Am I missing anything here?
I try to extract TensorFlow Serving metrics.
how can I see the the number of requests, requests per second, the time tfs needs to serve a request?
root@tf-ds-model-1-gbkpm:/# curl localhost:8501/monitoring/prometheus/metrics
# TYPE :tensorflow:cc:saved_model:load_attempt_count counter
:tensorflow:cc:saved_model:load_attempt_count{model_path="s3://ds_model/model1",status="success"} 1
# TYPE :tensorflow:cc:saved_model:load_latency counter
:tensorflow:cc:saved_model:load_latency{model_path="s3://ds_model/model1"} 708801
# TYPE :tensorflow:contrib:session_bundle:load_attempt_count counter
# TYPE :tensorflow:contrib:session_bundle:load_latency counter
# TYPE :tensorflow:core:direct_session_runs counter
:tensorflow:core:direct_session_runs{} 21558641
# TYPE :tensorflow:core:graph_run_time_usecs counter
:tensorflow:core:graph_run_time_usecs{} 168661266983
# TYPE :tensorflow:core:graph_runs counter
:tensorflow:core:graph_runs{} 21558640
# TYPE :tensorflow:serving:model_warmup_latency histogram
# TYPE :tensorflow:serving:request_example_count_total counter
# TYPE :tensorflow:serving:request_example_counts histogram
# TYPE :tensorflow:serving:request_log_count counter
how is it started:
tensorflow_model_server --port=8500 --rest_api_port=8501 --model_name=model --model_base_path=/models/model --model_config_file=/etc/tfserving/model/model.conf --monitoring_config_file=/etc/tfserving/monitoring/monitoring.conf
A documentation on what represents these metrics and how to use them in production uses cases would be very nice. Right now i'm trying to implement a scaling mechanism for our serving machines and i can just deduct what the metrics are doing.

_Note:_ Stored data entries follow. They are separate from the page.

Issue #2434, opened 2021-03-03
PostgreSQL hfj_search does not reference large objects with `oid`


tuomoa:
**Describe the bug**

The database schema for `hfj_search` table when using PostgreSQL is:
```
CREATE TABLE public.hfj_search
(
    pid bigint NOT NULL,
    created timestamp without time zone NOT NULL,
    failure_code integer,
    failure_message character varying(500) COLLATE pg_catalog."default",
    last_updated_high timestamp without time zone,
    last_updated_low timestamp without time zone,
    num_found integer NOT NULL,
    preferred_page_size integer,
    resource_id bigint,
    resource_type character varying(200) COLLATE pg_catalog."default",
    search_last_returned timestamp without time zone NOT NULL,
    search_query_string text COLLATE pg_catalog."default",
    search_query_string_hash integer,
    search_type integer NOT NULL,
    search_status character varying(10) COLLATE pg_catalog."default" NOT NULL,
    total_count integer,
    search_uuid character varying(36) COLLATE pg_catalog."default" NOT NULL,
    search_deleted boolean,
    search_param_map oid,
    optlock_version integer,
    CONSTRAINT hfj_search_pkey PRIMARY KEY (pid),
    CONSTRAINT idx_search_uuid UNIQUE (search_uuid)
)
```

The problem is that `search_query_string` column is text, even though it actually references a large object.
`ca/uhn/fhir/jpa/entity/Search.java`:
```
	@Lob()
	@Basic(fetch = FetchType.LAZY)
	@Column(name = "SEARCH_QUERY_STRING", nullable = true, updatable = false, length = MAX_SEARCH_QUERY_STRING)
	private String mySearchQueryString;
```

If we run tools such as [vacuumlo](https://www.postgresql.org/docs/11/vacuumlo.html) it will delete those large objects because there is no references from `oid` type of fields to them and leave the database in inconsistent state (and HAPI FHIR cannot resolve this as it fails to clean up the search).

**Expected behavior**

`hfj_search` table column `search_query_string` type is `oid`

**Environment (please complete the following information):**

 - HAPI FHIR Version 5.2.0

tuomoa:
@jamesagnew any insight on this?

tuomoa:
Fixed by #3016. I'm closing this.

PR #3016, opened 2021-09-22
Migrate CLOB columns to LOB

jamesagnew:
Hibernate on Postgres has just awful behaviour when you use a column annotated with `@Lob` of type `String`. In that specific case, it creates a column of type `text` which has a stringified version of the largeobject ID corresponding to the string.

As far as I can tell, Hibernate have no intention of fixing this (it would be hard for them to fix retroactively admittedly). Various apps that use Hibernate have had to introduce workarounds, e.g. https://shibboleth.atlassian.net/browse/OSJ-135

This is just awful behaviour, since this isn't a reference that Postgres actually understands - Meaning that PG sees the CLOB content as an orphan and will reclaim it if you use the `vacuumlo` command.

Fortunately hibernate does the right thing if you use a `@Lob` column with a type of `byte[]`, which is to use the SQL datatype of `oid` (a hard reference).

This PR:

* Replaces any remaining CLOBs with BLOBs to avoid this issue. In other words any existing CLOB columns are replaced with a BLOB column where the conversion from `byte[]` to `String` is handles in application code. We already do exactly this in a number of places to avoid this issue, but did not do it 100% consistently.
* Adds a new code scanner that detects CLOBs and fails the build
* Adds a migration task to migrate any existing data over


tuomoa:
Looks like this will fix #2434, right?

jamesagnew:
@tuomoa yup, it definitely should. Hibernate's default behaviour on Postgres is so weird...

SimonedeGijt:
Hey @jamesagnew, I am just bumping into this issue when upgrading hapi fhir to version 5.6.0. How can we make use of the fix described above?

martinvisser:
@SimonedeGijt Please use this as the hibernate dialect: `ca.uhn.fhir.jpa.model.dialect.HapiFhirPostgres94Dialect`

SimonedeGijt:
Thanks, this worked indeed!

Romanow88:
Hey, as far as I can see, this was already fixed in the latest Hibernate (5.6.2) -> https://hibernate.atlassian.net/browse/HHH-14211

jamesagnew:
Yup - That is just the weirdest timing. This issue has existed for ages in Hibernate, and the second we implement a workaround, they fix it. :)

PR #3022, opened 2021-09-23
Adds a NDJSON parser, in preparation for adding NDJSON $import to HAPI

theGOTOguy:
NDJSON is currently [described as a format in HL7 FHIR](https://www.hl7.org/fhir/nd-json.html).  However, HAPI FHIR does not yet have tooling to parse NDJSON into any useful structure for further processing.  Users who wish to parse NDJSON in an extended operation would either have to implement this themselves or relax the architectural vision of HAPI whereby all messages are FHIR-native in order to pass raw text into their operation for further processing.

This pull request adds an NDJSON parser that is able to take a [FHIR Bundle](https://www.hl7.org/fhir/bundle.html) and encode its entries to legal NDJSON and also take a legal NDJSON file containing FHIR objects and parse it into a [FHIR collection Bundle](https://www.hl7.org/fhir/codesystem-bundle-type.html#bundle-type-collection).  Automatic tests are included.

The motivation for this change is that the NDJSON parser would hopefully become a stepping-stone towards implementing a [`$import` endpoint](https://github.com/smart-on-fhir/bulk-import/blob/master/import.md).  In particular, our plan is to create a fork (or PR if you will accept it) that would have HAPI FHIR's `$import` accept NDJSON [in the exact same NDJSON format emitted by `$export`](https://smilecdr.com/docs/bulk/fhir_bulk_export.html) in order to facilitate data sharing between servers.

### DIFF
--- a/hapi-fhir-base/src/main/java/ca/uhn/fhir/context/FhirContext.java
+++ b/hapi-fhir-base/src/main/java/ca/uhn/fhir/context/FhirContext.java
@@ -15,6 +15,7 @@ import ca.uhn.fhir.parser.IParser;
 import ca.uhn.fhir.parser.IParserErrorHandler;
 import ca.uhn.fhir.parser.JsonParser;
 import ca.uhn.fhir.parser.LenientErrorHandler;
+import ca.uhn.fhir.parser.NDJsonParser;
 import ca.uhn.fhir.parser.RDFParser;
 import ca.uhn.fhir.parser.XmlParser;
 import ca.uhn.fhir.rest.api.IVersionSpecificBundleFactory;
@@ -124,6 +125,7 @@ public class FhirContext {
 	private volatile Set<String> myResourceNames;
 	private volatile Boolean myFormatXmlSupported;
 	private volatile Boolean myFormatJsonSupported;
+	private volatile Boolean myFormatNDJsonSupported;
 	private volatile Boolean myFormatRdfSupported;
 
 	/**
@@ -460,6 +462,7 @@ public class FhirContext {
 		if (retVal == null) {
 			retVal = scanResourceType(theResourceType);
 		}
+
 		return retVal;
 	}
 
@@ -735,6 +738,21 @@ public class FhirContext {
 		return retVal;
 	}
 
+        /**
+         * @return Returns <code>true</code> if the NDJSON serialization format is supported, based on the
+         * available libraries on the classpath.
+         *
+         * @since 5.4.0
+         */
+        public boolean isFormatNDJsonSupported() {
+                Boolean retVal = myFormatNDJsonSupported;
+                if (retVal == null) {
+                        retVal = tryToInitParser(() -> newNDJsonParser());
+                        myFormatNDJsonSupported = retVal;
+                }
+                return retVal;
+        }
+
 	/**
 	 * @return Returns <code>true</code> if the RDF serialization format is supported, based on the
 	 * available libraries on the classpath.
@@ -800,6 +818,22 @@ public class FhirContext {
 	public IParser newJsonParser() {
 		return new JsonParser(this, myParserErrorHandler);
 	}
+
+        /**
+         * Create and return a new NDJSON parser.
+         *
+         * <p>
+         * Thread safety: <b>Parsers are not guaranteed to be thread safe</b>. Create a new parser instance for every thread
+         * or every message being parsed/encoded.
+         * </p>
+         * <p>
+         * Performance Note: <b>This method is cheap</b> to call, and may be called once for every message being processed
+         * without incurring any performance penalty
+         * </p>
+         */
+        public IParser newNDJsonParser() {
+                return new NDJsonParser(this, myParserErrorHandler);
+        }
 
 	/**
 	 * Create and return a new RDF parser.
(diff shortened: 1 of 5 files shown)


jamesagnew:
Hi @theGOTOguy - Thanks for the contribution.

This is a neat idea. I kind of wonder whether implementing this as an implenentation of the `IParser` interface makes sense though. That interface seems like a mismatch for interacting with NDJson:

* It can only parse or encode a single resource at a time, which doesn't make much sense for NDJson
* It has a configuration options that don't make sense in NDJson, such as `setPrettyPrint(..)`

I would personally think NDJson might make more sense to be implemented as an API that would let you do streaming operations like:

```java
NDJsonWriter writer = ctx.newNDJsonWriter(new FileWriter("foo.ndjson");
writer.write(patient1);
writer.write(patient2);
```

and

```java
Iterator<IBaseResource> reader = ctx.newNDJsonReader(new FileReader("foo.ndjson"));
```

Thoughts?

theGOTOguy:
@jamesagnew 

I considered using an approach whereby we would use an iterator to allow parsing through the NDJson file, and I had a few thoughts.  I'm open to refactoring this change in order to make the most useful possible contribution.

I like the idea of using an Iterator type to allow incremental parsing through the NDJSON, since this would lead to a smaller memory footprint.  The decision not to do so was motivated first by my desired use case:  My ultimate goal is to be able to use the files emitted by HAPI FHIR's `$export` in an `$import` operation to restore a HAPI FHIR service to the same state from the command line, e.g. with a `curl` command.  This means that I can't store any additional supporting models on the server for the sake of the operation.  Looking at your [BulkImportJobFileJson](https://github.com/hapifhir/hapi-fhir/blob/060791aeb4f098c81a4beb1cd914dd24de9a8238/hapi-fhir-storage-api/src/main/java/ca/uhn/fhir/jpa/bulk/imprt/model/BulkImportJobFileJson.java#L26), it appears that it is expected that the entire contents of each file to be imported must fit in a String field in memory anyway, which means that to hold the entire NDJSON or a representation thereof in a single structure isn't out of the question as currently planned.  

I see a few routes forward:

1. We could carry on with the design philosophy that all HTTP message bodies should be parsed into FHIR-native structures, using my current NDJsonParser essentially as-is.   FHIR is a very permissive standard:  I personally think that NDJSON makes sense as a "collection" Bundle of FHIR Resources, but I can see that there's room for disagreement there.
2. We could add an additional public method to my current NDJsonParser that allows parsing through an InputStream receiving the parsed objects as an iterator.  To me, this appears to provide the best of both worlds.
3. We could decline to use the IParser interface and instead make NDJsonParser its own top-level class.  I don't love this plan as I don't see unused configuration options as a major sin, especially when it comes with the benefit of maximizing code re-use.  I might sooner change IParser and push the unused configuration options down to the derived classes so that we can avoid re-implementing parts of IParser and adding additional complexity to message parsing.

Let me know what you prefer.  If your team is willing to adopt this PR and reduce our team's maintenance overhead by that much, it will be worth refactoring this change.

hapi-fhir-base/src/main/java/ca/uhn/fhir/context/FhirContext.java
```diff
@@ -735,6 +738,21 @@ public boolean isFormatJsonSupported() {
 		return retVal;
 	}
 
+        /**
+         * @return Returns <code>true</code> if the NDJSON serialization format is supported, based on the
+         * available libraries on the classpath.
+         *
+         * @since 5.4.0
```
jamesagnew, line 745:
```suggestion
         * @since 5.6.0
```

hapi-fhir-base/src/main/java/ca/uhn/fhir/context/FhirContext.java
```diff
@@ -801,6 +819,22 @@ public IParser newJsonParser() {
 		return new JsonParser(this, myParserErrorHandler);
 	}
 
+        /**
+         * Create and return a new NDJSON parser.
```
jamesagnew, line 823: Recommend documenting here how the parse and serialize methods expect to work with Bundles

jamesagnew:
@theGOTOguy Ok fair enough, I see your point.

My worry with this approach is not being able to stream if you want to (even if your first use case doesn't need that) but I suppose we could deal with that by creating an `INDJsonParser` interface that extends `IParser` and have NDJsonParser implement that (and make that the return type of `newNDJsonParser()`. We could add streaming methods to that interface later when they're needed.

One fun benefit I see to your approach here is that presumably the RestfulServer would easily be able to take advantage of it to return NDJson if needed. For example, I could see it being really nice to be able to ask the server `Patient?name=foo&_format=ndjson` and instead of a Bundle as the response you get the results returned to you as NDJson.

I've submitted a review with a couple of minor suggestions. Happy to merge this with those addressed.

jamesagnew (changes requested):

hapi-fhir-base/src/main/java/ca/uhn/fhir/context/FhirContext.java
theGOTOguy: I've added some additional description below, in terms of how the NDJsonParser expects Bundle types.

Let me know if this is sufficient, or if there's some alternate verbiage you'd prefer.

PR #3025, opened 2021-09-23
Issue 3017 remove loincxml file from application used as fallback when loading loinc terminology

jmarchionatto:


fil512 (approved):
nice work.  your code is always so easy to read.

PR #3034, opened 2021-09-24
Try commenting out clearAllStaticFieldsForUnitTest to see what happens

fil512:


jamesagnew:
Hi @fil512 

FYI the stuff that is commented out does 2 things:

* randomizeLocale() sets the timezone, platform file endings, and system locale to a randomized value in order to catch any unexpected dependencies on a particular platform/locale in the unit tests. Removing this won't break anything, but IMO it is useful behaviour.

* The "clear static fields" stuff is there to avoid a situation where each test class has its own static variable with a FhirContext in it. At one point this was causing us to run out of memory, which is why we added this. It may well not be an issue anymore given that we generally use the `FhirContext.forCached()` methods now, and we're no longer on Travis (which had much lower available resources in its runners)

fil512:
Ah good to know.  The randomizeLocale stuff is definitely useful.  If the tests pass, I'll remove the clear static stuff and rename the method to randomizeLocale()

jamesagnew (approved):

hapi-fhir-android/src/test/java/ca/uhn/fhir/android/client/GenericClientDstu3IT.java
```diff
@@ -280,7 +296,7 @@ public void testCreateWithPreferRepresentationServerReturnsResource() {
 	
 	@AfterAll
 	public static void afterClassClearContext() {
-		TestUtil.clearAllStaticFieldsForUnitTest();
+		TestUtil.randomizeLocaleAndTimezone();
```
michaelabuckley, line 299: I hate to say it, but now that all you have left is TestUtil.randomizeLocaleAndTimezone(), should these really be called in @AfterAll instead of @BeforeAll?  It's just poisoning the "next" test, but will never cause a test to fail when run standalone.

hapi-fhir-base/src/main/java/ca/uhn/fhir/util/TestUtil.java
```diff
@@ -52,66 +44,18 @@ public static void setShouldRandomizeTimezones(boolean theShouldRandomizeTimezon
...
-
-		randomizeLocale();
-
-		/*
-		 * If we're running a CI build, set all loggers to TRACE level to ensure coverage
-		 * on trace blocks
-		 */
-		try {
-			if ("true".equals(System.getProperty("ci"))) {
-				for (Logger next : ((LoggerContext) LoggerFactory.getILoggerFactory()).getLoggerList()) {
```
michaelabuckley, line 100: I did a quick look and didn't see any conditionals around trace.  This should be fine.

michaelabuckley (approved):
Approved - but the @AfterAll should really be @BeforeAll.

hapi-fhir-android/src/test/java/ca/uhn/fhir/android/client/GenericClientDstu3IT.java
fil512: that looks like a lot of work :-).  For another day...

fil512:
pre-merge build passed.  don't want to wait for the next mr to pass again before merging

Is there such documentation somewhere? because i can't find it
also is there a way to monitor requests per second into the Tensorflow serving container, how many requests got severed, how many failed etc.? I don't see it...
Most helpful comment
A documentation on what represents these metrics and how to use them in production uses cases would be very nice. Right now i'm trying to implement a scaling mechanism for our serving machines and i can just deduct what the metrics are doing.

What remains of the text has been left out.